Note that your claim "(since it uses a graph-based representation it's simply
impossible: the data dependency edges need one target)"

is wrong :)

SSA also requires that things have a single, unique, reaching definition.

The fact that the graph edges have one target does not guarantee this (it is
instead a representation that requires this for correctness) Open64 is another
compiler with factored use-def chains like this (though the rest is not graph
based), and has the same issue -

If you hoist something to various valid points (IE across existing live
ranges), it's possible to generate multiple reaching definitions.
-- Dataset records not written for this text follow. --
PR #917, opened 2023-09-04
Add missing connection swap for wallets

M-Picco:
Add missing call to #901 that swaps the wallet aggregator connections


tonyjin:
Successfully tested on testnet:
1. 0.0001 AVAX Fuji -> Osmosis transaction
2. "Bridge more assets"
3. Swapped source/destination
4. 0.0001 AVAX Osmosis -> Fuji

kev1n-peters (approved):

This is
because the dataflow definition of reaching definitions is not "whatever is on
the end of this graph edge". So the fact that the graph edges only point to
one of those definitions just makes the graph edges wrong.

So it's not impossible, but libfirm avoids it or performs the necessary phi
insertion in various places to avoid creating invalid SSA for the
representation it has.

(Note: It is possible to have IR's where the _only_ ordering is a data
dependence ordering, and so the graph is the source of truth and where it
points is where it points. There are also representations where the control
flow is implied by the graph nodes. In these representations, what you say
would be correct. From what i know of libfirm, it has basic blocks and control
flow edges, and it uses that to give some ordering. In this world, it's
possible to screw up the SSA properties with pretty simple operations, and
make the graph _no longer correct_ )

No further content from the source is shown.